Again, from elsewhere
My girlfriend chose a better life for herself. Her life got better. I came into her life, and she ended up being contagious. My life got better once I chose to agree with her. Before then, I had no empirical evidence that it, whatever it is, could be good.
There was no last minute rising up from my processing subconscious that I gave no subsequent thought to. A tempest raged in my skull for a while regarding whether or not I could accept what she had to teach me.
That by chosing to change your life for the better, you can. I chose to, and all I can say is my life is better because I made a choice.
I chose the possibility of love as something more than ionized molecules or the reproductive urge writ deep in our genes or the driving need of a brain depleted by tumescence elsewhere.
Since then, I have chosen to strive to speak as kindly as possible when my daughter enfuriates me. I have chosen to look forward to the future. And, most importantly in any discussion regarding choice versus psychochemistry, I stopped sucking at the nicotine nipple. I chose to overcome the most insidious of addictions, and have been successful for six months now (well, next week).
Am I merely reacting to signals from my body that the future is shiny? Is my brain feeding me information from media telling me things are good and all is well and the world is fine? Is the Universe a happy place that wants the best for me?

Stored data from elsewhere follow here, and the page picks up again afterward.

PR #559, opened 2024-03-04
Fix jsanitize in `contains_flow_or_job`

gpetretto:
This change in emmet https://github.com/materialsproject/emmet/commit/7735bb1a51cd9b339789bbdca0df92fbe366ddb8 leads to an error in `contains_flow_or_job`, due to the impossibility to call as_dict on some Enums. 
This PR adds the `enum_values=True` to handle those cases. 

In general, I am wondering if it is worth making this check every time a Flow is instantiated.

### DIFF
--- a/src/jobflow/utils/find.py
+++ b/src/jobflow/utils/find.py
@@ -205,7 +205,7 @@ def contains_flow_or_job(obj: Any) -> bool:
         # argument is a primitive, we won't find an flow or job here
         return False
 
-    obj = jsanitize(obj, strict=True, allow_bson=True)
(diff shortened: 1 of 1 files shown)


FabiPi3:
@gpetretto Fyi, I am trying to store the whole enum information in the output. I think this should fix this as well. Here are my pull requests: https://github.com/materialsvirtuallab/monty/pull/640 and https://github.com/materialsproject/jobflow/pull/565

What are your thoughts about this?

utf:
Is this PR still needed? It seems like compatability is now working?

PR #570, opened 2024-03-25
Add `job_dir` attribute to `Response` class to record where a job ran

janosh:
includes tests.

TODO

there are probably a bunch more places where the `job_dir` attribute should be set when executing a job.
also, should we add the same attribute to the `Job` class @utf? it would only be populated after the job has run which maybe makes for a worse UX?


utf:
Thanks @janosh. I think for now let's leave it off the `Job` object as really it is a runner feature.

Issue #465, opened 2022-07-12
The word "faire" is in wordlist.ts but not in validGuesses.ts


discapes:
The word faire has a chance to be an answer to a wordle, but since it's not a valid guess, it's impossible to get right. This might not be the only one. Affects all platforms.

tejasraman:
Maybe file a PR?

igitur:
Yes, please submit a PR with all missing English words. 😂

tejasraman:
I will do it later today... I already have the valid guesses list used in NYT's Wordle, maybe that would work?

PR #483, opened 2022-08-05
Added new words to valid guesses - #465

tejasraman:
Issue #465 states that some words are in the answer list but not the valid guesses.  I compiled a list based on [https://github.com/dwyl/english-words](https://github.com/dwyl/english-words) and added it to validGuesses.ts.


igitur:
OK, but you're also removing many words in this PR.

tejasraman:
I didn't see that. I will merge this and the existing list, sorry. 
AFAIK, that word list should contain most English words.....

I'll close the PR and resubmit with a proper list.

igitur:
I think it's worth saying that this project is meant to use as a base for your own downstream implementation. So I don't expect the list of English words in this repo to be complete (if that definition even exists). That said, I'm not opposed to adding missing words.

No. The world is rife with suffering and the Universe doesn't care and we are far more alone than we fear. What right to I have to be happy? What nerve, walking with a spring in my step and a hum in my mind. Can't I see the obese families and the crack whores and the man pissing in the bushes because no store will let him in? Of course I can.
If I let the world wear me down, entropy wins, and if entropy wins there is nothing to look forward to but the heat death of the universe as all matter deteriorates into a vast nothingness.
How Good can it Get? It can get so good that just because the world is stricken with angst, misery and dispair, being happy makes you a rebel, and being a rebel is cool.